# What the task asks:
Would you please copy each line of the listing that mentions "entire"?

*** Opening of Material for the task ***

PR #413, opened 2021-03-31
SpotlessConfig on entire project

### LINKED ISSUE #412: Run Spotless in buildSrc as well
**Describe the Issue**
Files that fall under `buildSrc` folder also should be formatted automatically via spotless

Yems

s-ayush2903:

Fixes #412 

**Description**
Spotless now runs on entire module irrespective of module depth & surface

**Alternative(s) considered**
Extracted out the common spotless functionality to a file and applied in root gradle file

**Type**
Choose one: (| Code health |)

NA

**Checklist**

PS: Branched off of [`jt/kotlin-gradle-spotless`](https://github.com/google/android-fhir/tree/jt/kotlin-gradle-spotless)


s-ayush2903:
Set an upper bound on runtime for pipelines so that we don't end up in situations like [this](https://github.com/google/android-fhir/pull/413/checks?check_run_id=2241107660)?

.idea/jarRepositories.xml
```diff
@@ -25,7 +24,10 @@
     <remote-repository>
       <option name="id" value="jboss.community" />
       <option name="name" value="JBoss Community repository" />
-      <option name="url" value="https://repository.jboss.org/nexus/content/repositories/public/" />
+      <option
+                name="url"
```
jingtang10, line 28: this seems odd - do you know why the indentation is so big?

buildSrc/src/main/kotlin/SpotlessConfig.kt
```diff
@@ -0,0 +1,45 @@
...
+ * WITHOUT WARRANTIES OR CONDITIONS OF ANY KIND, either express or implied.
+ * See the License for the specific language governing permissions and
+ * limitations under the License.
+ */
+
+import org.gradle.api.Project
+import org.gradle.kotlin.dsl.apply
+import org.gradle.kotlin.dsl.configure
+
+fun Project.configureSpotless() {
```
jingtang10, line 21: the only effective change that leads to spotless being applied to the whole project is remove the config from `subprojects` block right?

buildSrc/src/main/kotlin/SpotlessConfig.kt
```diff
@@ -0,0 +1,45 @@
...
+  apply(plugin = "com.diffplug.spotless")
+  configure<com.diffplug.gradle.spotless.SpotlessExtension> {
+    kotlin {
+      target("**/*.kt")
+      targetExclude("**/generated-sources/**")
+      ktlint().userData(mapOf("indent_size" to "2", "continuation_indent_size" to "2"))
+      ktfmt().googleStyle()
+      licenseHeaderFile(
+        "${project.rootProject.projectDir}/license-header.txt",
+        "package|import|class|object|sealed|open|interface|abstract "
```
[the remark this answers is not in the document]
jingtang10: how come this is needed now?

buildSrc/src/main/kotlin/SpotlessConfig.kt
```diff
@@ -0,0 +1,45 @@
...
+import org.gradle.api.Project
+import org.gradle.kotlin.dsl.apply
+import org.gradle.kotlin.dsl.configure
+
+fun Project.configureSpotless() {
+  apply(plugin = Plugins.BuildPlugins.spotless)
+  configure<com.diffplug.gradle.spotless.SpotlessExtension> {
+    kotlin {
+      target("**/*.kt")
+      targetExclude("**/generated-sources/**")
```
jingtang10, line 26: why is this change needed?

buildSrc/src/main/kotlin/SpotlessConfig.kt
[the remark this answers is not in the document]
s-ayush2903: Because spotless needs some kind of declaration in the file to find a line before which to apply license-header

*** Close of Material for the task ***

# Task solution:
SpotlessConfig on entire project
Spotless now runs on entire module irrespective of module depth & surface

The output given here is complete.